The planning restrictions remain in place despite Prime Minister Boris Johnson once saying he wants to turn the UK into the “Saudi Arabia of wind”, setting a target for offshore wind to generate 40 gigawatts of energy by 2030.

But for onshore wind, the developments are still restricted to areas designated by local authorities and still require clear local support.

They were slapped down by David Cameron back in 2015 after the pressure was piled on by Conservative MPs.

It came at the same time as the scrapping of subsidies for building onshore wind farms, which included a fixed price guarantee for the energy they generate.

But the Government this year reintroduced those for subsidies again for the first time since getting banned.

However, despite a push for more wind generation in its energy strategy, it pledged not to introduce “wholesale changes” to existing planning rules for onshore wind. This helps to explain why Octopus Energy is coming up with an alternative tactic to work its way around the restrictions.

Figures from RenewablesUK show that in total, the country has approximately 9,000 onshore wind turbines.

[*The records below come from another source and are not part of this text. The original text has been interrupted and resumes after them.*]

Issue #650, opened 2019-04-04
Breaking up the LCV


rogerhutchings:
**Package**

lib-classifier

**Feature or Issue Description**

I'm not happy that the LCV is a big ball of code with no tests, so here are some thoughts:

- We break up the LCV into a plain viewer (for Talk), viewer with non-interactive annotations (for feedback) and marking tools
- We add tests
- We add an event bus for the classifier to handle button interactions; there's a discussion to be had as to whether viewer state is kept in the viewer or the store, but a common interface to trigger these would be a good first step
- We break off the LCV into a separate package, and dynamically import it when required. It comes with dependencies like D3 that won't be required 

cc #366

eatyourgreens:
#648 makes the big ball of untested code even bigger. Could feedback use a decorator: `withFeedback(SubjectViewer)` to add feedback marks to the viewer?

@rogerhutchings have you got time to comment over there about making feedback generic, and less coupled to the light curve viewer?

srallen:
@eatyourgreens Mark is working on that refactor but I asked him to push up what he had done now so that we can have the UI in place for beta testing with volunteers.

srallen:
> We break up the LCV into a plain viewer (for Talk), viewer with non-interactive annotations (for feedback) and marking tools

The LCV shouldn't even be coupled with marking tools. We have an incoming project with CSSI that will want to visualize the light curves of variable stars, but the task is to identify them using the survey task, so no marking will be happening at all.

srallen:
The LCV should be able to take props to set:
- Axis labels
- Zoom type: x-axis only or x and y (brush zoom)
- Axis inversion
- Initial zoom level

eatyourgreens:
In my mind, any feedback between task and subject should happen via a common parent or store. Or the subject viewer should be a child of the task component, so that the task can pass props to the subject.

PR #809, opened 2019-05-09
LCV container tests

srallen:
Package: lib-classifier

For #650

Describe your changes:
A first step toward the refactor by adding tests to the LCV container component. I plan on moving the store connection from the LCV to the LCV container and I want to make sure what is existing doesn't get broken in that process.

~I have a single failing test that is a bit of a mystery to me at the moment. It `calls the onReady prop on successful load` passes if isolated with `only`, but fails if run altogether with the block.~ I figured out that I was missing a config for nock to work for multiple tests. 

# Review Checklist

## General

## Apps

- [ ] Does it work on mobile?


packages/lib-classifier/src/components/Classifier/components/SubjectViewer/components/LightCurveViewer/LightCurveViewerContainer.spec.js
```diff
@@ -1,20 +1,173 @@
...
+      const nextSubjectD3YExtent = d3.extent(nextSubjectJSON.y)
+      const cduSpy = sinon.spy(LightCurveViewerContainer.wrappedComponent.prototype, 'componentDidUpdate')
+      wrapper = shallow(
+        <LightCurveViewerContainer.wrappedComponent subject={subject} />
+      )
+      wrapper.setProps({ subject: nextSubject })
+
+      // componentDidUpdate gets called three times
+      // only the third is the update to the new props we're expecting for this test
+      // Is there a better way to do this? This seems brittle
```
eatyourgreens: Spying on `wrapper.instance().onLoad` might be what you need here. 

By the way, the classifier app is set up to mount a new subject viewer for each new subject, so these updates may never happen in actual use.

packages/lib-classifier/src/components/Classifier/components/SubjectViewer/components/LightCurveViewer/LightCurveViewerContainer.js
```diff
@@ -124,16 +124,20 @@ class LightCurveViewerContainer extends Component {
   }
 }
 
-LightCurveViewerContainer.defaultProps = {
-  onReady: () => true
+LightCurveViewerContainer.wrappedComponent.defaultProps = {
+  onReady: () => true,
+  subject: {
```
eatyourgreens: This is different from the default subject prop for the `SingleImageViewerContainer`.  Subject file viewers should probably be consistent in their props, so we should decide whether that component should set a default subject too.

packages/lib-classifier/src/components/Classifier/components/SubjectViewer/components/LightCurveViewer/LightCurveViewerContainer.js
```diff
@@ -58,26 +59,25 @@ class LightCurveViewerContainer extends Component {
...
+      this.onError(error)
     }
   }
 
   async handleSubject () {
     try {
       const rawData = await this.requestData()
-      this.onLoad(rawData)
-      
+      if (rawData && rawData.x && rawData.y) this.onLoad(rawData)
```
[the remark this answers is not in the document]
eatyourgreens: I think the previous version of the code errored if the data was invalid. My reading of this change is that the component now fails silently if the data is invalid. I think we should signal that something's wrong if the subject data fails to load properly.

packages/lib-classifier/src/components/Classifier/components/SubjectViewer/components/LightCurveViewer/LightCurveViewerContainer.spec.js
```diff
@@ -1,20 +1,173 @@
...
+      nockScope.persist(false)
+    })
+
+    it('should error if a json or text subject location file can\'t be found', function (done) {
+      wrapper = shallow(
+        <LightCurveViewerContainer.wrappedComponent subject={imageSubject} />
+      )
+
+      expect(cdmSpy).to.have.been.calledOnce
+      cdmSpy.returnValues[0].then(() => {
```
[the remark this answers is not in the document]
eatyourgreens: I've opened #810 to try this out for `componentDidMount`.

packages/lib-classifier/src/components/Classifier/components/SubjectViewer/components/LightCurveViewer/LightCurveViewerContainer.spec.js
eatyourgreens: Maybe use a timeout here too, and expect the state to have updated after a short pause.

packages/lib-classifier/src/components/Classifier/components/SubjectViewer/components/LightCurveViewer/LightCurveViewerContainer.spec.js
```diff
@@ -1,20 +1,173 @@
...
+          expect(xDataPoint).to.equal(nextSubjectD3XExtent[index])
+        })
+
+        wrapper.state().dataExtent.y.forEach((yDataPoint, index) => {
+          expect(yDataPoint).to.equal(nextSubjectD3YExtent[index])
+        })
+
+        expect(wrapper.state().dataPoints).to.have.lengthOf(nextSubjectJSONZip.length)
+
+        expect(wrapper.state().loading).to.equal(asyncStates.success)
```
eatyourgreens: The loading state should be checked while the new subject is loading too, so immediately after the props change.

packages/lib-classifier/src/components/Classifier/components/SubjectViewer/components/LightCurveViewer/LightCurveViewerContainer.spec.js
```diff
@@ -1,20 +1,173 @@
...
+      nock.cleanAll()
+      nockScope.persist(false)
+    })
+
+    it('should error if a json or text subject location file can\'t be found', function (done) {
+      wrapper = shallow(
+        <LightCurveViewerContainer.wrappedComponent subject={imageSubject} />
+      )
+
+      expect(cdmSpy).to.have.been.calledOnce
```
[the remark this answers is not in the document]
srallen: Yes, it's cruft from when I was trying to figure out why componentDidMount was showing up in the spy as being called twice. I hadn't noticed that the parent describe block was mounting the wrapper for its tests in a `beforeEach` by that point.

packages/lib-classifier/src/components/Classifier/components/SubjectViewer/components/LightCurveViewer/LightCurveViewerContainer.spec.js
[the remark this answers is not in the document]
srallen: I did a bunch of reading about how to test an async `componentDidMount` and the maintainers seem to prefer having the promise returned to make it available for tests: https://github.com/airbnb/enzyme/issues/1587#issuecomment-400934989

Using `setTimeout` seems more brittle to me because it's arbitrary rather than explicitly using the resolve value from the Promise.

srallen:
Could we have waiting until merging #810 until I had a chance to respond?

srallen:
We discussed potentially using the `onReady` prop to spy on instead.

packages/lib-classifier/src/components/Classifier/components/SubjectViewer/components/LightCurveViewer/LightCurveViewerContainer.spec.js
```diff
@@ -1,20 +1,173 @@
...
+describe('Component > LightCurveViewerContainer', function () {
   it('should render without crashing', function () {
+    wrapper = shallow(<LightCurveViewerContainer.wrappedComponent />)
     expect(wrapper).to.be.ok
   })
 
   it('should render null if there is no subject prop', function () {
-    expect(wrapper.type()).to.be.null
+    wrapper = shallow(<LightCurveViewerContainer.wrappedComponent />)
+    expect(wrapper.html()).to.be.null
```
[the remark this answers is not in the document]
srallen: It did fail and I fixed the code, but did not rename the test description to match.

srallen:
A few minutes of experimentation I've found that spying on `onReady` isn't useful for testing error states since `onReady` won't be called. We could spy on `onError`, but we'll have the same problem of figuring out how to tell the test to wait for the async calls to resolve.

I experimented with disabling the lifecycle methods and found that it worked for testing on waiting for a single promise to resolve, but not a chain of them. For example, my test for `it 'should error if the location request response fails'` is failing doing this because the test expectations run before the await for the http request resolves. 

I really think returning the promise from `componentDidMount` is cleanest and most reliable in this case. I've found another example doing a similar approach: https://medium.com/@manastunga/unit-testing-api-calls-in-react-enzyme-and-jest-133b87aaacb4

One last approach could be flushing the promises, which I haven't tried yet: https://medium.com/@lucksp_22012/jest-enzyme-react-testing-with-async-componentdidmount-7c4c99e77d2d

packages/lib-classifier/src/components/Classifier/components/SubjectViewer/components/LightCurveViewer/LightCurveViewerContainer.spec.js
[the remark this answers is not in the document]
eatyourgreens: If the exact timeout is the problem, I suppose you could set an explicit delay for the mock response with `nock.setDelay()` then expect state to change after that time.

My problem with using the promise is that you're changing the component code for the tests, so you're testing implementation, not behaviour (https://github.com/airbnb/enzyme/issues/1587#issuecomment-438876545). You've limited how much you can refactor the component, because you've tied the implementation of your tests to the implementation of `componentDidMount`. This might not be big deal, however.

eatyourgreens:
`async componentDidMount` seems much less brittle than conditionally returning a Promise if a specific prop is present. You don't have to check whether `componentDidMount().then` exists before you use it.

Should `onError` happen in the store, rather than the component? #815 has made me wonder if there should be a common error handler for these components.

eatyourgreens:
In #815 I'm splitting the viewer tests into `without a subject`, `with a valid subject` and `with an invalid subject`, which might be a useful way to organise the tests here too.

srallen:
> Should onError happen in the store, rather than the component? #815 has made me wonder if there should be a common error handler for these components.

If `ready` is renamed to be `loading` and used the async states and then we also stored the error message in the store, then that will be more consistent with the other store APIs. I'd be for this refactor.

srallen:
> async componentDidMount seems much less brittle than conditionally returning a Promise if a specific prop is present. You don't have to check whether componentDidMount().then exists before you use it.

I'll give this approach a try. I can see your point about using a return for the other promise being inconsistent since it is within a conditional while making `componentDidMount` async will guarantee that a promise is returned.

eatyourgreens:
I'm going to update #815 to add `loadingState` to the subject viewer store.

srallen:
This will be updated to use the improved error handling introduced in #815

packages/lib-classifier/src/components/Classifier/components/SubjectViewer/components/LightCurveViewer/LightCurveViewerContainer.js
srallen: The LCV container is using subject id in the componentDidUpdate lifecycle method, so we need a default. We could have a default empty string for id for all the viewers and check that?

srallen:
This is ready for review again. It's been updated to use the error handling in the subject viewer store.

packages/lib-classifier/src/components/Classifier/components/SubjectViewer/components/LightCurveViewer/LightCurveViewerContainer.js
```diff
@@ -24,28 +23,36 @@ class LightCurveViewerContainer extends Component {
...
-  componentDidMount () {
-    if (this.props.subject) {
-      this.handleSubject()
+  async componentDidMount () {
+    const { onError, subject } = this.props
+    if (subject) {
+      try {
+        await this.handleSubject()
+      } catch (error) {
+        onError(error)
```
eatyourgreens: `handleSubject` catches errors so this will never be called.

packages/lib-classifier/src/components/Classifier/components/SubjectViewer/components/LightCurveViewer/LightCurveViewerContainer.js
```diff
@@ -24,28 +23,36 @@ class LightCurveViewerContainer extends Component {
...
     const prevSubjectId = prevProps.subject && prevProps.subject.id
     const subjectChanged = subject && (subject.id !== prevSubjectId)
 
     if (subjectChanged) {
-      this.handleSubject()
+      try {
+        await this.handleSubject()
+      } catch (error) {
+        onError(error)
+      }
```
eatyourgreens: Same here.

packages/lib-classifier/src/components/Classifier/components/SubjectViewer/components/LightCurveViewer/LightCurveViewerContainer.js
```diff
@@ -55,28 +62,28 @@ class LightCurveViewerContainer extends Component {
   }
 
   async requestData () {
+    const { onError } = this.props
     try {
-      this.setState({ loading: asyncStates.loading })
+      // this.setState({ loading: asyncStates.loading })
```
eatyourgreens: Should this be commented?

packages/lib-classifier/src/components/Classifier/components/SubjectViewer/components/LightCurveViewer/LightCurveViewerContainer.js
```diff
@@ -55,28 +62,28 @@ class LightCurveViewerContainer extends Component {
...
       const url = this.getSubjectUrl()
       const response = await request.get(url)
-      if (!response.ok) {
-        throw new Error('Invalid response')
-      } else {
+      if (response.ok) {
```
eatyourgreens: If the response isn’t ok, what does this function do?

packages/lib-classifier/src/components/Classifier/components/SubjectViewer/components/LightCurveViewer/LightCurveViewerContainer.js
```diff
@@ -55,28 +62,28 @@ class LightCurveViewerContainer extends Component {
...
         // Get the JSON data, or (as a failsafe) parse the JSON data if the
         // response is returned as a string
         return response.body || JSON.parse(response.text)
       }
     } catch (error) {
-      return this.onError(error)
+      onError(error)
```
eatyourgreens: What does this function return after catching an error?

packages/lib-classifier/src/components/Classifier/components/SubjectViewer/components/LightCurveViewer/LightCurveViewerContainer.js
```diff
@@ -55,28 +62,28 @@ class LightCurveViewerContainer extends Component {
...
     }
   }
 
   async handleSubject () {
+    const { onError } = this.props
     try {
       const rawData = await this.requestData()
-      this.onLoad(rawData)
+      if (rawData) this.onLoad(rawData)
```
eatyourgreens: This fails silently if `rawData` is falsy. Should it message that the request failed?

eatyourgreens: Sorry, just to expand on that, it looks to me like `this.requestData()` returns `undefined` for bad responses or errors. Is that intentional? Previously, that would have thrown a new error here but the code now fails silently.

packages/lib-classifier/src/components/Classifier/components/SubjectViewer/components/LightCurveViewer/LightCurveViewerContainer.js
eatyourgreens: I think I'd prefer if the default subject is null, but I'm not sure. Is there a reason for having a mock subject as the default? It seems to me that this means any code that handles the subject must first check if it's real and not the default.

packages/lib-classifier/src/components/Classifier/components/SubjectViewer/components/LightCurveViewer/LightCurveViewerContainer.spec.js
```diff
@@ -1,20 +1,187 @@
...
+      nock.cleanAll()
+      nockScope.persist(false)
+    })
+
+    it('should error if a json or text subject location file can\'t be found', function (done) {
+      wrapper = shallow(
+        <LightCurveViewerContainer.wrappedComponent onError={onErrorSpy} subject={imageSubject} />
+      )
+
+      cdmSpy.returnValues[0].then(() => {
```
eatyourgreens: If you set `onErrorSpy` to call `done()` after it runs then you don't need this.

eatyourgreens: Or rather, you could replace `cmdSpy.returnValues[0].then(…)` with `onError.callsFake(…)` to run your expectations and call `done()` when the callback is called.

packages/lib-classifier/src/components/Classifier/components/SubjectViewer/components/LightCurveViewer/LightCurveViewerContainer.spec.js
```diff
@@ -1,20 +1,187 @@
...
+        expect(onErrorSpy).to.have.been.calledOnce
+        expect(onErrorSpy.args[0][0].message).to.equal('No JSON url found for this subject')
```
eatyourgreens: Just a style comment, but would `expect(onErrorSpy.withArgs(new Error('No JSON url found for this subject'))).to.have.been.calledOnce` work here?

srallen: I did try that first and it does not work. Whatever underlying matching sinon does for the arguments does not match the error argument with a new Error object, so it'll comeback as not having been called with that argument.

packages/lib-classifier/src/components/Classifier/components/SubjectViewer/components/LightCurveViewer/LightCurveViewerContainer.js
srallen: It should actually be removed because the state is tracked in the store now. I just forgot to do that.

packages/lib-classifier/src/components/Classifier/components/SubjectViewer/components/LightCurveViewer/LightCurveViewerContainer.js
srallen: It's an error. Superagent rejects none 200 responses for us, and that error is then caught. I suppose technically the check for `response.ok` doesn't have to happen here because of superagent.

packages/lib-classifier/src/components/Classifier/components/SubjectViewer/components/LightCurveViewer/LightCurveViewerContainer.js
srallen: Returning the error makes `rawData` truthy and then I have to check if it is actually the data or not an Error object like I was previously doing. If an error is returned by `this.requestData()` and I don't check that it's not an error object, then `this.onLoad` will attempt to use lodash and set state with that error object and then error. That error will be caught, but it's a lodash error, not the error from the data request. 

This is the bit of error handling and bubbling I found hard with async/await. I'm not sure if this is right, but it's how I got it to work.... returning undefined on error from `this.requestData` made it so I was sure that `onLoad` was only called with what I wanted it to.

packages/lib-classifier/src/components/Classifier/components/SubjectViewer/components/LightCurveViewer/LightCurveViewerContainer.js
srallen: I think it makes sense to mock the subject because there _should_ be a subject by the time the specific subject viewer component loads. If there isn't, then something is really going wrong with the parent component or the store. 

We could instead set the subject prop to be required and remove the default and check for it being undefined in `componentDidUpdate`. I don't have a strong opinion either way, but this component shouldn't be mounting without a subject.

packages/lib-classifier/src/components/Classifier/components/SubjectViewer/components/LightCurveViewer/LightCurveViewerContainer.spec.js
srallen: I've made the lifecycles async and it makes sense to test that to me, which using the spies on them indirectly does.

packages/lib-classifier/src/components/Classifier/components/SubjectViewer/components/LightCurveViewer/LightCurveViewerContainer.js
eatyourgreens: After catching an error and recovering from it, you’d expect `requestData` to return a `rawData` object. If it helps, think of how the return value from a `catch` block is passed to the next `then` block in a promise chain.

packages/lib-classifier/src/components/Classifier/components/SubjectViewer/components/LightCurveViewer/LightCurveViewerContainer.js
eatyourgreens: Good point. I was thinking of the case where the default subject gets passed down the tree, but maybe that never happens.

packages/lib-classifier/src/components/Classifier/components/SubjectViewer/components/LightCurveViewer/LightCurveViewerContainer.spec.js
eatyourgreens: Fair enough, but this makes the LCV behave differently from viewers for images, audio and video, which won’t have this async `componentDidMount` behaviour.

srallen: I think this will be true for the data visualization viewers.

srallen:
@eatyourgreens I've tidied this up a bit. I think it's ready for review again.

packages/lib-classifier/src/components/Classifier/components/SubjectViewer/components/LightCurveViewer/LightCurveViewerContainer.js
```diff
@@ -55,28 +54,26 @@ class LightCurveViewerContainer extends Component {
...
-        // response is returned as a string
-        return response.body || JSON.parse(response.text)
-      }
+
+      // Get the JSON data, or (as a failsafe) parse the JSON data if the
+      // response is returned as a string
+      return response.body || JSON.parse(response.text)
     } catch (error) {
-      return this.onError(error)
+      return onError(error)
```
eatyourgreens:
```suggestion
      onError(error)
      return { x: [], y: [] }
```

eatyourgreens: Log the error, then return a default value for the response data.

packages/lib-classifier/src/components/Classifier/components/SubjectViewer/components/LightCurveViewer/LightCurveViewerContainer.spec.js
eatyourgreens: Text files need custom code to be fetched from the server too. I think it's still possible to write a set of generic tests for the viewer container props, without expecting a specific implementation in the container code. That can be addressed in #811.

packages/lib-classifier/src/store/SubjectViewerStore.js
```diff
@@ -73,6 +73,7 @@ const SubjectViewer = types
       onError (error) {
         console.error(error)
         self.loadingState = asyncStates.error
+        return error
```
eatyourgreens:
```suggestion
        error
```

eatyourgreens: I don't think this returned value gets used anywhere.

packages/lib-classifier/src/components/Classifier/components/SubjectViewer/components/LightCurveViewer/LightCurveViewerContainer.spec.js
```diff
@@ -1,20 +1,187 @@
...
+
+const imageSubject = Factory.build('subject')
 
+const failSubject = Factory.build('subject', {
+  locations: [
+    { 'application/json': 'http://localhost:8080/failure.json' }
+  ]
+})
+
+describe.only('Component > LightCurveViewerContainer', function () {
```
eatyourgreens:
```suggestion
describe('Component > LightCurveViewerContainer', function () {
```

eatyourgreens:
There was a stray `.only()` in the tests, so I've removed it using the PR suggestion/commit feature.

packages/lib-classifier/src/store/SubjectViewerStore.js
srallen: Ok, I think this can be removed entirely then. I was misunderstanding your consistent return suggestion and thought you meant that the error should be returned.

srallen:
@eatyourgreens this is ready for review again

By repowering the wind farms – the process of replacing the ageing wind turbines with more powerful and efficient versions – more power could be provided without the need to build new ones.

According to WindEurope, on average repowering more than doubles the generation capacity (in MW) of wind farms and triples the electricity output because the new turbines produce more power per unit of capacity.

Under their current plans, Octopus and EW hope to upgrade these wind turbines, making them more powerful and efficient, with a range of 250 kW – 1 MW.